I recently did analysis on a static log file with Spark SQL (find out stuff like the ip addresses which appear more than ten times). The problem was from this site. But I used my own implementation for it. I read the log into an RDD, turned that RDD to a DataFrame (with the help of a POJO) and used DataFrame operations.

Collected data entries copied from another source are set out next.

PR #3615, opened 2025-10-06
chore(refactoring): replace some isErr usage with better alternatives

### LINKED ISSUE #1969: chore(refactoring): apply isOkOr || valueOr approach

fcecin:
## Description

This PR refactors various patterns that use `isErr` across nwaku with less verbose and more idiomatic alternatives.

## Changes

This PR replaces varied usage of `isErr` with better patterns. It also contains a handful of other opportunistic refactors around error handling code.

There should not be any behavior (semantics) changes in this PR.

## Issue

Closes #1969.

### DIFF
--- a/tests/wakunode_rest/test_rest_store.nim
+++ b/tests/wakunode_rest/test_rest_store.nim
@@ -485,7 +485,7 @@ procSuite "Waku Rest API - Store v3":
       $response.contentType == $MIMETYPE_TEXT
       response.data.messages.len == 0
       response.data.statusDesc ==
-        "Failed parsing remote peer info [MultiAddress.init [multiaddress: Invalid MultiAddress, must start with `/`]]"
+        "Failed parsing remote peer info: MultiAddress.init [multiaddress: Invalid MultiAddress, must start with `/`]"
 
     await restServer.stop()
     await restServer.closeWait()


apps/chat2bridge/chat2bridge.nim
```diff
@@ -252,25 +249,21 @@ when isMainModule:
...
-    (nodev2ExtIp, nodev2ExtPort, _) = natRes.get()
-    ## The following heuristic assumes that, in absence of manual
-    ## config, the external port is the same as the bind port.
-    extPort =
-      if nodev2ExtIp.isSome() and nodev2ExtPort.isNone():
-        some(Port(uint16(conf.libp2pTcpPort) + conf.portsShift))
-      else:
-        nodev2ExtPort
+  ).valueOr:
+    raise newException(ValueError, "setupNat error " & error)
```
Ivansete-status, line 258: We should not raise new exceptions :)

apps/chat2mix/chat2mix.nim
```diff
@@ -333,57 +331,60 @@ proc maintainSubscription(
   const maxFailedServiceNodeSwitches = 10
   var noFailedSubscribes = 0
   var noFailedServiceNodeSwitches = 0
+  const retryWaitMs = 2000 # Quick retry interval
+  const subscriptionMaintenanceMs = 30000 # Subscription maintenance interval
```
Ivansete-status: Super nitpick comment :)
```suggestion
  const RetryWaitMs = 2000 # Quick retry interval
  const SubscriptionMaintenanceMs = 30000 # Subscription maintenance interval
```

Now I'm supposed to do a similar analysis using Spark Streaming for a streaming log file for a window of 30 mins as well as aggregated results for a day. The solution can again be found here but I want to do it another way. So what I've done is this
Use Flume to write data from the log file to an HDFS directory
Use JavaDStream to read the .txt files from HDFS
Then I can't figure out how to proceed. Here's the code I use
Long slide = 10000L; //new batch every 10 seconds
Long window = 1800000L; //30 mins
SparkConf conf = new SparkConf().setAppName("StreamLogAnalyzer");
JavaStreamingContext streamingContext = new JavaStreamingContext(conf, new Duration(slide));
JavaDStream<String> dStream = streamingContext.textFileStream(hdfsPath).window(new Duration(window), new Duration(slide));
Now I can't seem to decide if I should turn each batch to a DataFrame and do what I previously did with the static log file. Or is this way time consuming and overkill.
I'm an absolute noob to Streaming as well as Flume. Could someone please guide me with this?